But I think the general public thinks that's what all preppers are like.

There are a lot of facets to what a prepper is. Some of us have a BOL, some a bunker, others have 1-3 year stock pile of food and water in the basement, and some are prepped for a number of weeks for a natural disaster, I'm the latter, if it ends up being worse than that, I'm still well ahead of the curve.

I always get "the look", I'm prepping for the natural disaster and I explain that, remind them of Katrina, Northridge quake etc. and "the look" tends to fade.

if I have two loaves of bread and can spare one, I will share, if I can't spare one, you best move on down the road.

You can't protect people from themselves, if they think we're nuts and choose to ignore history, then they are going to be screwed.


----------



## StratMaster (Dec 26, 2017)

Lunatic Wrench said:


> I watched part of a couple of those prepper TV shows and decided they are either nuts and or making a profit from the show.
> 
> But I think the general public thinks that's what all preppers are like.
> 
> ...


It's funny, 'cuz I was musing along these same lines today. I recently moved to Medford, and the stores here are like football stadiums. Good Grief! I went into WinCo, and even as a first world citizen accustomed to such, STILL I was ASTOUNDED at the endless volume of food and supplies, meats, and perishables all stacked under one gargantuan roof. And I though "it's no wonder people have a normalcy bias... this stuff fills their eyes year after year without fail"... and it is thus taken for granted. Yet we also know that, under the right set of bad circumstances, those shelves would be EMPTIED in a few days with no more coming to replace it.


----------



## StratMaster (Dec 26, 2017)

Huzzah said:


> I am in no way the one doubting prepping.
> I am talking about the majority of the public.
> My concern is about the people who think that we are "crazy" or "paranoid."
> Some may argue we should fend for ourselves and screw the people who doubted us but the 1% of us is not enough.
> ...


One word: OPSEC
If they don't KNOW you got hookers buried under the back porch, they won't call you crazy.


----------



## A Watchman (Sep 14, 2015)

Who cares what the general public thinks?


Not I, said the Watchman.


----------



## Smitty901 (Nov 16, 2012)

People have a right to think as preppers we are wrong. I wish them the best. Many of them do not have a clue that what some call prepping now was a way of life for many for a long time. When the lights go out, when the storm comes. I want our life to go on pretty much uninterrupted. Storm shut power down here for a week . We will still eat, still have our morning pot of coffee, still shower . If snowed in for a week we will not go without of suffer, we will have an adventure.
As I have said before, the sign on our roof will not say help us. It will say help them with and arrow pointing towards town, we got this. One new years when major storm close roads people stranded in the ditches along High way we went out with large Farm tractors and picked people up, took them to local tavern that we called to stay open. Prepare the equipment was plugged in ready to go. When we got a call someone had not made it home we went out and found all kind of people stuck.


----------



## NewRiverGeorge (Jan 2, 2018)

Huzzah said:


> I am in no way the one doubting prepping.
> I am talking about the majority of the public.
> My concern is about the people who think that we are "crazy" or "paranoid."
> Some may argue we should fend for ourselves and screw the people who doubted us but the 1% of us is not enough.
> ...


I'm sure Noah faced criticism for building his Ark. I'm certain those critics wish they had built one too.


----------



## Back Pack Hack (Sep 15, 2016)

Smitty901 said:


> People have a right to think as preppers we are wrong. ..........

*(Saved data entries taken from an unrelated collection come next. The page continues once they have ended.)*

PR #498, opened 2020-04-16
Add all missing override markers on derived-class methods

ferdnyc:
Turns out, some Clang++ versions are _much_ pickier than GCC, and will complain mightily about missing `override` annotations in derived classes. Because this is a header-file issue, the same set of warnings tend to repeat over, and over, and _over_ throughout the build.

This PR silences them all, with appropriate application of `override` wherever necessary.

### DIFF
--- a/include/ChunkReader.h
+++ b/include/ChunkReader.h
@@ -132,7 +132,7 @@ namespace openshot
 		ChunkReader(std::string path, ChunkVersion chunk_version);
 
 		/// Close the reader
-		void Close();
+		void Close() override;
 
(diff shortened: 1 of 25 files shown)


ferdnyc:
I was mistaken, blaming Clang for this — I forgot that I set libopenshot-audio to build with `-Wall -Wpedantic` flags in Travis, and it's when applying those same flags to the libopenshot build that the compiler (any of them) gets mouthy about all the missing `override`s. Still, this PR silences those warnings, and lets us build with better code-quality checks enabled. Merging.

It's also their right to forget their grandparents were preppers. It's just Gram and Gramps weren't _called _preppers back then.


----------



## Smitty901 (Nov 16, 2012)

Right after I hit send on the last post , went in to check on bacon that had been started it was almost ready. Pot of coffee was ready. Then darkness power went out. Quick look out farm yard lights about mile away out also. 10 year old Grandson , I have the Flash light, grandpa lets get the fire going. Wife on cell phone call check on Grandma. Yes hers is out also 3 miles away. She good for now. Pan was hot bacon done. Wife saves the coffee puts it in a canter to keep it hot. Fire up and going quickly. Decide if the estimate is under two hours not to start generator. Sit back and enjoy pound of bacon and coffee. Power company says about 1 hour Large outage, equipment issues.
Went over again with Grandson how to start the wood burn the right way, he talked me through the steps as it should be. So it seems the plan works.


----------



## Illini Warrior (Jan 24, 2015)

How can we deal with this? Very important.

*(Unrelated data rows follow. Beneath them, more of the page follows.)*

PR #499, opened 2020-04-16
Make debug handling match libopenshot-audio

ferdnyc:
This PR adds the debug-mode handling logic from the libopenshot-audio CMakeLists to the libopenshot build, ensuring that the two projects are build the same when built under the same circumstances.

(Juce's pickiness about having a `#define` for either `DEBUG` or `NDEBUG` in macOS builds also affects libopenshot, when the two libraries are being linked together, so it helps to have them both on the same page.)


ferdnyc:
Going to merge this, as it has implications for some macOS build experiments I'm doing.

PR #501, opened 2020-04-17
WIP: Add Mac & Win CI builds with Travis, AppVeyor

ferdnyc:
Once again, mirroring OpenShot/libopenshot-audio#96, _this_ PR adds not only Windows building in AppVeyor, but also introduces a rudimentary form of "pseudo-chained" macOS building as well.

More than the usual set of caveats begin to apply, however.
1. The unit tests are disabled under Windows, because (even after I finally managed to get UnitTest++ _building_ at all; there's no MSYS package for it) they're currently failing, for reasons that aren't completely clear to me.<sup>1</sup> You might say that the lack of unit tests makes doing CI builds under Windows sort of pointless, and I would be forced to agree. But, hopefully the issues with the tests can be solved.
1. I had to disable the Ruby bindings under both Windows and macOS, because they also failed to build if attempted. On the macOS side our old friend `isinfinite` decided to start breaking things again, and there were some other issues with the Ruby includes in XCode on Travis. In the end I just gave up on trying to figure out what the problem was, though.
1. Both the Windows and macOS builds are, as I said, "pseudo-chained". Basically how it works is, prior to building libopenshot itself, the CI run will first check out, build, and install libopenshot-audio. Completely, from scratch, from the `develop` branch. Every time.
    It's a slow process, though I may be able to achieve minor speedups using the AppVeyor and Travis cache feature(s) to store and re-use previously-built libopenshot-audio installs. I had that half-working, but ended up tearing it out for this PR because it was causing hard-to-diagnose build issues. I figured best to get it working, period, first, and then we can experiment with improvements to the process.
1. Building on Windows and macOS involves installing all of the dependencies for every build, using either MSYS or Homebrew respectively. This process _also_ takes an extremely long time, relative to installing Linux dependencies om Ubuntu via `apt`. Also, both packaging systems have to be updated internally before they can install anything else, which _really_ sucks time. Homebrew in particular takes something like _**5-6 minutes**_ just to sync its catalog. But, if the update isn't run — again, _every_ time — then the Travis Homebrew plugin will actually break and fail the build, since they update their macOS system images so infrequently that there are periods where it ends up becoming completely incompatible with the central repo until they update it again. We are currently in such a period.

The same vestigial NuGet packaging I included in the PR on libopenshot-audio is here in this repo as well, though it's just as non-functional and abandoned.

OH!! I forgot to mention an incredibly small, but very important change: Both of these PRs also finally pull the trigger on moving the library targets' `RUNTIME DESTINATION` from `<prefix>/lib` to `<prefix>/bin`, which is the "correct" location for DLL installs under Windows.

I _believe_  `FindOpenShotAudio.cmake` should already support detecting a libopenshot-audio install with the DLL in `bin/` without any changes. If it does need changes, they'll be minor and I can easily throw them in. However, this might affect @SuslikV and anyone else building libopenshot on Windows, so fair warning.

It'll also definitely have implications for the OpenShot packaging scripts, upon merge, but again the changes are ultimately minor and easily made.

#### Notes
1. Part of the unit test failure issue can be attributed to the Settings unit tests. The settings that get modified there will persist throughout the unit test run, and they affect the rest of the tests. (Singletons are notoriously hard to unit test for this reason.) Especially since one of the changes accidentally enables hardware accelerated decoding, on Windows. But even if I rip out the settings tests, there are failures.


ferdnyc:
Ugh, I hate stupid typos. Third time's the charm, hopefully? :crossed_fingers:

ferdnyc:
Third time _was_ the charm, though I think I need to rearrange the Travis matrix so macOS isn't last, now that our list of builds to run once again exceeds the concurrency max of 5 jobs. Right now macOS is the one that will be delayed until a previous job completes, which is bad because it also takes more than twice as long to run as any of the Linux builds.

SuslikV:
Affects me? ^_^ it will be much easier to drop it forever then. Than to follow the code changes... There was the rise, now there should be the fall. Thank you @ferdnyc for personal warning. It is first time I was warned that something affects me.

ferdnyc:
Withdrawing this, as it can now be done more easily using Github Actions CI.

if you're hearing this stuff first hand - face-to-face >>>> you're doing something REALLY REALLY wrong - OPSEC is and should always be your first concern - it's part of security and without that don't even bother prepping ....

if it's just a mattter of seeing crap comments in regard prepping - grow a pair and ignore it >>>> two things a prepper needs is confidence in their decisions and skin thick enough to bounce .22s off of - come serious SHTF time you'll be making decisions that's be both harder than hell and most likely fatal to some ....


----------



## Prepared One (Nov 5, 2014)

Did someone say something about Hookers? :devil:


----------



## Maine-Marine (Mar 7, 2014)

In an interview and in his Movie "Collapse"... Michael Ruppert made this statement

"When the Titanic is about to sink, these are the 3 types of people:

-“Deer in the Headlights – I don’t know what to do”

-“We get that the ship will sink, how do we make a lifeboat?”

- “This is the Titanic, it won’t sink. I’m going back to the bar.”"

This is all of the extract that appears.